A mestiçagem racial (negra, branca e indígena) se constituía num problema maior a ser resolvido, em absorver o negro sem correr o risco de contaminação de forma que não altere a imagem branca europeizada. As condições climáticas deterministas do clima tropical já eram um elemento determinante para exclusão da sociedade moderna, a inferiorização e incivilidade do povo que habitava nas terras brasileiras.

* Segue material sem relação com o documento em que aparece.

PR #410, opened 2022-09-14
Proposal for Gradle Submodules

DevScyu:
# Proposal for Gradle Submodules

Allows better code separation so that package dependencies are stricter.

` com.wynntils.mc` can only use from `common`
`com.wynntils.wynn` can use from `common` and `mc`
`com.wynntils.features` can use from `common`, `wynn` and `mc`

`com.wynntils.wynn` should not depend on `com.wynntils.features`
`com.wynntils.mc` should not depend on `com.wynntils.wynn`

Some problem files of incorrect package dependency:
`wynntils-wynn/src/main/java/com/wynntils/wynn/utils/WynnItemUtils.java`
`wynntils-wynn/src/main/java/com/wynntils/wynn/model/LootrunModel.java`
(14 files total rely on `com.wynntils.features` in the `com.wynntils.wynn` package, **this is bad**!)
`wynntils-mc/src/main/java/com/wynntils/mc/EventFactory.java`
`wynntils-mc/src/main/java/com/wynntils/mc/mixin/GuiMixin.java`
`wynntils-mc/src/main/java/com/wynntils/mc/utils/ComponentUtils.java`
(3 files total rely on `com.wynntils.wynn` in the `com.wynntils.mc` package)


Incompleteusern:
This would be ideal, but we should first resolve all package conflicts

Gobineau e Louis Agassiz (1807-1873) foram alguns desses homens que descreveram o Brasil como uma improvável nação. Para eles, o país havia produzido elementos incapazes para acompanhar o desenvolvimento da humanidade. Assim, a miscigenação étnica seria um fator contrário à evolução e a mistura racial provocaria a permanência de características inferiores nos híbridos, porque os elementos mais fracos permaneceriam nos descendentes. Teríamos, pois, a potencialização dos defeitos, criando gerações de degenerados e com a real possibilidade de desaparecermos como povo e nação no período de um século (BARBOSA, 2016, p. 266).

Esse foi o sucesso da sociedade moderna capitalista em conformar ‘homogeneidades’ e eliminar as diferenças para construção de uma visão racializada do mundo. A América foi o laboratório miscigenado dos viajantes, fotógrafos, cientistas e pintores para efetivação das teorias raciais. Conforme Schwarcz (2018), com a chegada crescente dos africanos, sobretudo no século XIX, essa realidade é apresentada como quase sem solução para o problema da definição da raça da população, ao passo que ganhava centralidade na discussão nacional.

Mesmo em plena efervescência das ideias abolicionistas, os cientistas sociais como Silvio Romero e Nina Rodrigues afirmavam as diferenças entre os homens em nome da ciência. Silvio Romero considerava o mestiço como um degenerado e que o problema da identidade da nação poderia ser resolvido com a introdução (através da migração) de brancos em várias partes do país. Para Nina Rodrigues, os mestiços herdavam as degenerações como loucura, criminalidade e doenças. Nina Rodrigues era mestiço e abominava a miscigenação porque se constituía num empecilho para o sucesso do país, por isso necessitava de branqueamento da população. A condição incutida do ser negro nos conduzia para a naturalização de raça inferior, incivilizado porque sua construção nacional estava orientada para o que vinha de fora, aos padrões estéticos e sociais europeus.

Figura 06: Fenótipos raciais

Fonte: Almapreta.com. Acesso em 12//04/2019 às 22:54.

De acordo com a figura 06, os lábios grossos, o crânio, tom de pele e nariz do negro indicavam uma tendência natural ao crime. Os negros eram os culpados pelos problemas de saúde e doenças que se alastravam na sociedade, tal acusação tornou-se uma justificativa perfeita para Renato Kehl, o pai da eugenia brasileira, instaurar uma higiene social, no sentido de aumentar a população branca, eliminar os deficientes e anormais.